Oui, il y aura des portes de saloon qui pivotent, des coups de pistolet qui partent, des chevaux sur lesquels on bondit et de la poussière. Oui, Jusqu’au bout du monde, deuxième long-métrage de Viggo Mortensen (après Falling, sorti en 2021), reprend tous les codes des westerns classiques, cette imagerie qui fait partie intégrante de l’histoire du cinéma et de celle de l’Amérique. Seulement voilà, dès sa scène introductive, celui qui est aussi acteur, poète, scénariste, producteur, musicien, photographe et peintre (on espère n’avoir rien oublié), se permet un pas de côté. L’image d’un chevalier qui s’avance dans une forêt, semblant s’être trompé d’époque. Nous sommes prévenus. Viggo Mortensen ne se coulera pas tout à fait, pas jusqu’au bout, dans le moule du genre.
Ses personnages ne sont d’ailleurs pas américains. Lui incarne Holger Olsen, Danois exilé, traumatisé par la guerre dans son pays, devenu charpentier. Bientôt, il rencontre Vivienne Le Coudy, canadienne, aussi rebelle et solaire qu’il est taiseux et renfermé. Ce couple bizarrement assorti au premier abord, uni par la quête de calme et de paix, s’installe dans une bicoque au milieu de rien, près d’une petite ville du Nevada. Lorsque Holger s’engage dans la guerre de Sécession, la laissant seule, Vivienne devra survivre dans un monde d’hommes violents.
Voici donc un autre pas de côté du réalisateur américano-danois : on ne suivra pas l’homme dans ses aventures militaires mais bien la femme dans son quotidien. Jusqu’au bout du monde a le mérite de rappeler que, si elles ont eu tendance à disparaître au cinéma, les femmes étaient bel et bien là pendant cette fameuse conquête de l’Ouest. Et que ce monde tout entier façonné par la violence ne leur a pas fait de cadeau. Sous le chapeau de Vivienne, l’actrice luxembourgeoise Vicky Krieps est, comme toujours, extraordinaire. Elle seule suffit à sauver quelques scènes aux dialogues un peu maladroits et, surtout, épaissir quelque peu des personnages esquissés.

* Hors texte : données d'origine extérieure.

PR #1191, opened 2023-11-20
PYTHON-1331 ssl.match_hostname() is deprecated in 3.7

absurdfarce:


Jenkinsfile
```diff
@@ -196,7 +196,7 @@ def initializeEnvironment() {
   }
 
   sh label: 'Install unit test modules', script: '''#!/bin/bash -lex
-    pip install pynose nose-ignore-docstring nose-exclude service_identity
+    pip install nose-ignore-docstring nose-exclude service_identity
```
absurdfarce, line 199: Moved into test-requirements (replacing nose) rather than keeping it in the Jenkinsfile

cassandra/cluster.py
```diff
@@ -165,10 +165,12 @@ def _connection_reduce_fn(val,import_fn):
...
     return (rv or import_result, excs)
 
+log = logging.getLogger(__name__)
+
 conn_fns = (_try_gevent_import, _try_eventlet_import, _try_libev_import, _try_asyncore_import)
 (conn_class, excs) = reduce(_connection_reduce_fn, conn_fns, (None,[]))
-if excs:
-    raise DependencyException("Exception loading connection class dependencies", excs)
+if not conn_class:
+    raise DependencyException("Unable to load a default connection class", excs)
```
absurdfarce, line 173: A fix for an issue discovered in testing.  Goal of the changes to support asyncore as an optional dependency was to raise an error if we were unable to find a workable event loop at all.  Unfortunately my original impl just looked for the presence of any exception in any event loop impl which is... not at all the same thing.

cassandra/connection.py
```diff
@@ -852,6 +858,28 @@ def factory(cls, endpoint, timeout, *args, **kwargs):
...
+        if certfile:
+            rv.load_cert_chain(certfile, keyfile)
+        ca_certs = opts.pop('ca_certs', None)
+        if ca_certs:
+            rv.load_verify_locations(ca_certs)
+        ciphers = opts.pop('ciphers', None)
+        if ciphers:
+            rv.set_ciphers(ciphers)
+
+        return rv
```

Car le western de Viggo Mortensen manque de chair et d’enjeux. Entre des seconds rôles caricaturaux et des protagonistes dont on ne comprendra jamais vraiment les motivations (pourquoi donc Holger part-il à la guerre ?), on peine parfois à saisir où le réalisateur veut nous emmener, ni même s’il a réellement une histoire à raconter en deux heures. Cet hommage au western américain aurait sûrement mérité des pas de côté plus francs encore. Loin de le dénaturer, ils auraient porté le genre vers sa modernisation.